Another prior art system provides an apparatus for transferring data between a master computer system having a first architecture and a slave element having a second architecture. Such a system is disclosed in U.S. Pat. No. 5,043,877, issued to Berger et al. on Aug. 27, 1991, and entitled, "Architecture Converter for Slave Elements", hereinafter referred to as Berger. The apparatus includes conversion circuitry for converting signals corresponding to the first architecture to signals corresponding to the second architecture. The conversion circuitry also has the capability of converting signals corresponding to the second architecture to signals corresponding to the first architecture.
The Berger system is designed for use with a master computer system using Extended Industry Standard Architecture (EISA) buses. The slave element uses an architecture known as Micro Channel, available from the International Business Machines (IBM) Corporation of Armonk, NY. Micro Channel is a trademark of the IBM Corp. Micro Channel computers provide a 32-bit data transfer format which is not directly compatible with EISA-type bus architecures.
While the EISA/Micro Channel conversion system is generally satisfactory, the device is designed to operate in the context of EISA and Micro Channel architectures. Furthermore, the system is adapted for use in circumstances where it is desired to employ a master element of a first architecture and a slave element of a second architecture. The master/slave system topology may not provide for optimum operational efficiency in the context of architectural combinations other than EISA/Micro Channel.
Another prior art system provides an integrated circuit chip designed to facilitate the connection of peripheral devices to a Micro Channel type architecture bus system. This system is disclosed in U.S. Pat. No. 4,991,085, issued to Pleva et al. on Feb. 5, 1991, and entitled, "Personal Computer Bus Interface Chip With Multi-Function Address Relocation Pins". The integrated circuit provides a partitioned interface so that microchannel signals and the protocol signals common to all functions are contained on a single interface chip.
Micro Channel systems use coded cycle commands in contrast to the uncoded memory I/O signals used on other types of systems, such as the IBM AT system architecture which has evolved into the de facto standard for one widely-available class of personal computers. Many basic peripheral devices for personal computers require uncoded command signals. In order to connect these devices to a Micro Channel type bus, logic must be provided to decode the bus status signals to provide the commands used and recognized by the peripheral devices.
Although the integrated circuit chip provides a useful interface for the connection of simple peripheral devices to Micro Channel buses, the chip is not designed for system applications where it is desired to connect two fully-integrated data processing systems having completely different system architectures. Such an application is beyond the capabilities of this integrated circuit chip.

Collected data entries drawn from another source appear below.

PR #8181, opened 2023-02-16
* fixed loading existing model for backtest

amalysh:
Fixed check for existing RL model.

### DIFF
--- a/freqtrade/freqai/RL/BaseReinforcementLearningModel.py
+++ b/freqtrade/freqai/RL/BaseReinforcementLearningModel.py
@@ -320,6 +320,22 @@ class BaseReinforcementLearningModel(IFreqaiModel):
 
         return prices_train, prices_test
 
+    def model_exists(self, dk: FreqaiDataKitchen) -> bool:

An example of another prior-art system which is designed for use with peripherals and a host computer is the apparatus disclosed in Estrada et al., U.S. Pat. No. 4,855,905, issued on Aug. 8, 1989 (hereinafter referred to as Estrada). The Estrada device is an I/O controller which includes a data processing element for executing a sequence of stored program instructions. The stored program instructions control the transfer of data between specific I/O devices and the host computer. However, for reasons similar to those discussed above in conjunction with the Pleva patent, the Estrada device is not well suited for circumstances where it is desired to connect two fully-integrated data processing systems employing different bus architectures.
One technique for interconnecting two different data processing systems is described in U.S. Pat. No. 4,709,328, issued to Anthony, Jr., et al., on Nov. 24, 1987, and entitled, "Composite Data Processing System Using Multiple Standalone Processing Systems", hereinafter referred to as Anthony. The Anthony system interconnects the data processing systems into a single composite system by using a shared, dual-port memory area in the address space of each individual data processing system. A virtual channel is used to generate interrupts so that each data processing system can control the other. Each data processing system has the capacity to execute standalone programs.
The Anthony device includes a channel bus coupled to a host processor. The channel bus is adapted for connection to a plurality of I/O hardware adapters for the purpose of transferring I/O data and commands between the host processor and a plurality of I/O devices controlled by I/O hardware adapters. A virtual channel adapter is connected to the channel bus. The virtual channel adapter receives channel activation signals from the host processor, and produces control signals in response to the channel activation signals.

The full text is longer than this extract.